PR #1170, opened 2023-01-11
Add Knot and NauticalMile

rammba:

PR #1369, opened 2024-09-19
Add Knot and NauticalMile

rammba:
Hi @louthy, thanks for letting me know that some files were moved. Here are the same changes as in #1170, but without conflicts.


louthy:
Thanks! All merged :+1:

PR #1376, opened 2024-10-02
Identify and Fix Issue with Error Monoid Implementation

micmarsh:
I noticed that the `Error`s `Combine` method always returns a `ManyErrors`, even if you're concatenating a single error and an `Empty` error. This violates the identity monoid laws (assuming we want to use `==`  rather than `Error.Is` to determine Error equality, which may not be true) in addition to just _feeling_ like a bug, at least to me.

Obviously, if this was intended or is fine, please disregard!


louthy:
Looks good, thanks!

Issue #1406, opened 2024-11-07
XML comment for Fin doesn't load properly


guythetechie:
The XML summary comment for the `Fin` class doesn't load properly.
![image](https://github.com/user-attachments/assets/590858f1-2b7f-4403-a75e-ac3d790bae14)

I think it's because of the unescaped `<` and `>` here:
https://github.com/louthy/language-ext/blob/abf61d3f0eb4fc8a2b46291c118df7eee2e2bf76/LanguageExt.Core/Monads/Alternative%20Monads/Fin/Fin.cs#L14

If I change it to the code below, it seems to work properly.
```csharp
/// <summary>
/// Equivalent of `Either&lt;Error, A&gt;`
/// Called `Fin` because it is expected to be used as the concrete result of a computation
/// </summary>
public class FinTest
...
```
![image](https://github.com/user-attachments/assets/846fe8a6-1992-4985-abf8-bade39ebab36)

### Who cares?
It might seem like a minor issue, but I plan on using `Fin`, `Either`, et. al. as Trojan horses for functional programming in codebases where maintainers aren't familiar with LanguageExt. `Either<Error, int>` is a very descriptive return type. `Fin<int>` is extremely convenient, but its meaning is less clear without mousing over the type for its description.

louthy:
https://github.com/louthy/language-ext/releases/tag/v5.0.0-beta-40

PR #1416, opened 2024-11-22
Fix  for "XML comment for Fin doesn't load properly #1406"

micmarsh:
https://github.com/louthy/language-ext/issues/1406


louthy:
@micmarsh  Thanks for this, but I decided to take [another approach](https://github.com/louthy/language-ext/releases/tag/v5.0.0-beta-40).

micmarsh:
Makes sense, glad the issue is addressed one way or the other!

PR #1450, opened 2025-03-10
Added NotNullWhenAttribute in isEmpty method

HernanFAR:
Is just that. For the C# compiler to know that the string instance is not when when using in ifs.


louthy:
Thanks :+1:

PR #1489, opened 2025-09-29
fix SourceT Skip and Take

beezee:
Thank you @louthy for this awesome library - it has made c sharp a viable language for me :)

I have been spending some time with the Streaming lib, and found a few of rough edges. This PR contains a surgical tweak to alleviate two of them.

If you look at this fiddle, you'll see how SourceT.Skip is currently broken: https://dotnetfiddle.net/l0jrZ6

It appears due to the lifecycle of a reducer the `amount` var as defined never lives to decrement.

If you look at this fiddle, you'll see how SourceT.Take is currently broken: https://dotnetfiddle.net/9PVwD9

Explanation is similar as to the situation with Skip, with one caveat.

From what I can tell, it looks like SourceT has no capacity to signal termination, so this fix makes "observable" Take correct, but the underlying source always runs til exhausted. 

This means that `forever` and variants are only usable if you really mean "forever".

I have been using an unfold pattern that I've built up over here: https://github.com/beezee/UnfoldingStreams/blob/main/UnfoldingStreams.Tests/Tests.cs

I've also implemented schedule support against that abstraction since I noticed you have that currently marked as TODO.

If you're interested in incorporating this approach, or would be interested in help adjusting the current representation to support termination (and scheduling) - I'd love to contribute towards that!

### DIFF
--- a/LanguageExt.Streaming/Transducers/TransducerM/DSL/SkipTransducer.cs
+++ b/LanguageExt.Streaming/Transducers/TransducerM/DSL/SkipTransducer.cs
@@ -5,9 +5,9 @@ namespace LanguageExt;
 record SkipTransducerM<M, A>(int Amount) : TransducerM<M, A, A>
     where M : Applicative<M>
 {
+    int amount = Amount;
     public override ReducerM<M, A, S> Reduce<S>(ReducerM<M, A, S> reducer)  
     {
-        var amount = Amount;
         return (s, x) =>
                {
                    if (amount > 0)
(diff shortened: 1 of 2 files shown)


louthy:
Just FYI, I have seen this, but I'm mid house move atm, so everything is up in the air. I expect to be back to full language-ext duty in a few weeks.

beezee:
Understood. I'll watch the new issue to see what you come up with and in the meantime I'll publish my unfold library to nuget to unblock.

Thanks for looking into it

+ + + + + + +

#### Assigned task:
If a line in the records contains the word "comment", copy it.

#### Exercise output:
XML comment for Fin doesn't load properly
The XML summary comment for the `Fin` class doesn't load properly.
Fix  for "XML comment for Fin doesn't load properly #1406"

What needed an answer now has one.